*** Opening of Material provided ***

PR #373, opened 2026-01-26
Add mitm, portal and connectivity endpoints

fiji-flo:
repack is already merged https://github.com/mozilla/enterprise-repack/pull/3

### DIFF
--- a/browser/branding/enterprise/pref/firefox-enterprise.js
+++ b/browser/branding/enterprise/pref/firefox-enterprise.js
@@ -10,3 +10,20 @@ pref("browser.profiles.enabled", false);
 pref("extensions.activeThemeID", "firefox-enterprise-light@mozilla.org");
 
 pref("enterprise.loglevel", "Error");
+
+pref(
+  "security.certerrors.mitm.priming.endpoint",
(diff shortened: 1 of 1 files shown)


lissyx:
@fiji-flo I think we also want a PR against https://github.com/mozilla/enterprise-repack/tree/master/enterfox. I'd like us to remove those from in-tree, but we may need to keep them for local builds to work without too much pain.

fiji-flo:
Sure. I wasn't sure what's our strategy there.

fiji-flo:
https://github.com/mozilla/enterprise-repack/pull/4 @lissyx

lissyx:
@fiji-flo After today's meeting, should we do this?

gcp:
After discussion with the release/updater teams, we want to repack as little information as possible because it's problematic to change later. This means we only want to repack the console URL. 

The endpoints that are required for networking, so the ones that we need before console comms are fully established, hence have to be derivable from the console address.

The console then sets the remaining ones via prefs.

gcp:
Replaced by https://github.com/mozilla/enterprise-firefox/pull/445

*** Close of Material provided ***
*** Opening of Material provided ***

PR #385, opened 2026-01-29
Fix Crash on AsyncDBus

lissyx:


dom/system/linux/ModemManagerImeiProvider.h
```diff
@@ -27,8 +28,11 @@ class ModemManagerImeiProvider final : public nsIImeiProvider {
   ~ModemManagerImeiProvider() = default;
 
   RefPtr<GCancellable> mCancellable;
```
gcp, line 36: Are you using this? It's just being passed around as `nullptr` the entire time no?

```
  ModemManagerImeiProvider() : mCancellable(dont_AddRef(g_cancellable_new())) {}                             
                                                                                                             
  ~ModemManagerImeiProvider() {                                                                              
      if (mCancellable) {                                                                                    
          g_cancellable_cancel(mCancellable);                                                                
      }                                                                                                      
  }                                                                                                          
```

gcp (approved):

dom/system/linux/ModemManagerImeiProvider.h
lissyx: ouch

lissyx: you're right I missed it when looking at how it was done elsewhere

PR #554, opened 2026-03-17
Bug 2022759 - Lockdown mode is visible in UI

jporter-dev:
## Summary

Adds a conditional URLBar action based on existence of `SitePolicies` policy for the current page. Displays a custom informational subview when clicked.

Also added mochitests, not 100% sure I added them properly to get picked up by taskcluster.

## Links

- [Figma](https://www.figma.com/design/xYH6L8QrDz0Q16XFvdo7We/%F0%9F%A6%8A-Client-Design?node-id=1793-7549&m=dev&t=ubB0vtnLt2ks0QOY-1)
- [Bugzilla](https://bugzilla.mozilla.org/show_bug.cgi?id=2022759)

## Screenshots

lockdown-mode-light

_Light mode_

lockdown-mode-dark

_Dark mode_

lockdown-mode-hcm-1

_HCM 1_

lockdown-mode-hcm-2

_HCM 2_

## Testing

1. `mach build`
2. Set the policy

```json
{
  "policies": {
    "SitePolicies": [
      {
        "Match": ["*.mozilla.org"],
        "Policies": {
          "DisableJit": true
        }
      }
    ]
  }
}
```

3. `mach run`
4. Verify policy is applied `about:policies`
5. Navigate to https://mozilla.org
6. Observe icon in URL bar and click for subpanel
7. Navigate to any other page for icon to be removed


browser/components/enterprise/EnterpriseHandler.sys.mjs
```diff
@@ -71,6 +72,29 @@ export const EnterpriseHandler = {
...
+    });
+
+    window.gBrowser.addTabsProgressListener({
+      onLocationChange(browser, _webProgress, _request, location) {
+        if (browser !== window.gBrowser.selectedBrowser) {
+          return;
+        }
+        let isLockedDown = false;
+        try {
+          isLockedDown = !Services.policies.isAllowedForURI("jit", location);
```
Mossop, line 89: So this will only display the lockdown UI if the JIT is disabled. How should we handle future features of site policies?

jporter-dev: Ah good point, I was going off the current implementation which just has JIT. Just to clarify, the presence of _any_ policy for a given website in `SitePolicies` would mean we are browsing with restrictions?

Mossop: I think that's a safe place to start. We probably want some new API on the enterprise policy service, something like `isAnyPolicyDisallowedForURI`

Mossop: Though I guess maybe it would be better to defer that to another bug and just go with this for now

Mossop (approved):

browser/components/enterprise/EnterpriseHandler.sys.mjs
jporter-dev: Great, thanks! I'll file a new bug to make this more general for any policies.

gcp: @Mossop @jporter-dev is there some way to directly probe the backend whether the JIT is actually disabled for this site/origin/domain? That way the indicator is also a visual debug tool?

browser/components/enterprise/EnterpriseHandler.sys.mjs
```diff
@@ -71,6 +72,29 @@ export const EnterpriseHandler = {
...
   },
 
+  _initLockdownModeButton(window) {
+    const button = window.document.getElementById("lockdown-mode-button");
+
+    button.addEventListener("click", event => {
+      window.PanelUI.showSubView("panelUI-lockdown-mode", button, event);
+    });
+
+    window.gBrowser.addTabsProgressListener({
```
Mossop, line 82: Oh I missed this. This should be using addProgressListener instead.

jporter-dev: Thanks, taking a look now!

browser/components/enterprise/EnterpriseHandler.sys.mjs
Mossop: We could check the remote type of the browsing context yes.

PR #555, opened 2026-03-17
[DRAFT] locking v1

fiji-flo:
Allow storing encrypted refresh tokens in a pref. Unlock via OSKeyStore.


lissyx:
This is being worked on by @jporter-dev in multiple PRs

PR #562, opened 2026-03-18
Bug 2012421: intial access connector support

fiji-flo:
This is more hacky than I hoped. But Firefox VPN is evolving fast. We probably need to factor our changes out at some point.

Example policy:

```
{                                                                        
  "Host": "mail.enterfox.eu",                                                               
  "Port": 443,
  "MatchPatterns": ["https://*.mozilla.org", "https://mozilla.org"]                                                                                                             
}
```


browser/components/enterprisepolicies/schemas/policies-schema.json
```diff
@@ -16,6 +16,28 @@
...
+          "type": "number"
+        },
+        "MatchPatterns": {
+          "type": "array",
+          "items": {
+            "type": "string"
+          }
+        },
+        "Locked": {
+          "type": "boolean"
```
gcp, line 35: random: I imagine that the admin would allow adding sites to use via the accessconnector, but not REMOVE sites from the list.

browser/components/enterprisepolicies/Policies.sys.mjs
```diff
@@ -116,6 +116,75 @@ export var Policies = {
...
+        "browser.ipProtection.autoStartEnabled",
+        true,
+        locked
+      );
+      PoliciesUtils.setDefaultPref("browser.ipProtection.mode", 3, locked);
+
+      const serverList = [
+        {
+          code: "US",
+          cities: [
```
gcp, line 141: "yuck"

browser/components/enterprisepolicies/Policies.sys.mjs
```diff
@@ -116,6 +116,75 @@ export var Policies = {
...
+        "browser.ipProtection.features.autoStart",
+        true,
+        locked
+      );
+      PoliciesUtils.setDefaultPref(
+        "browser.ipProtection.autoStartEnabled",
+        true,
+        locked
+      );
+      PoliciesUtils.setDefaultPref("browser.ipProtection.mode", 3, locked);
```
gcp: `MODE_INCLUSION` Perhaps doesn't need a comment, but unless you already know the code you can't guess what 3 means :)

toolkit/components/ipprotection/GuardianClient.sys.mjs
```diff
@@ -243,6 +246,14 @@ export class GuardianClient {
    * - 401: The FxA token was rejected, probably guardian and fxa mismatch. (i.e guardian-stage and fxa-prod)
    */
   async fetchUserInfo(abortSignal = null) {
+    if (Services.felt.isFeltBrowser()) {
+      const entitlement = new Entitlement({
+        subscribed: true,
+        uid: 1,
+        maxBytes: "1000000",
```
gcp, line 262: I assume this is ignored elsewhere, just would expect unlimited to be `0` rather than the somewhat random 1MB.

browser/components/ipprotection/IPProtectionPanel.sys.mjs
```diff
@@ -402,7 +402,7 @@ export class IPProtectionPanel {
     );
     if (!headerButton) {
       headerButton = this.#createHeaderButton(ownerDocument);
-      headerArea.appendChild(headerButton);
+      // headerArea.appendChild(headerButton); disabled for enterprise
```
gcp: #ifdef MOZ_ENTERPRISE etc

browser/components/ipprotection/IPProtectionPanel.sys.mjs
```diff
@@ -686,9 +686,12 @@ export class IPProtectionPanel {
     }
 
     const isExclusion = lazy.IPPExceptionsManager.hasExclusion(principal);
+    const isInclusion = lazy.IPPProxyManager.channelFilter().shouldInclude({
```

*** Close of Material provided ***

What is needed:
The total of lines in the data that contain "random" is all you should give.

Task output:
2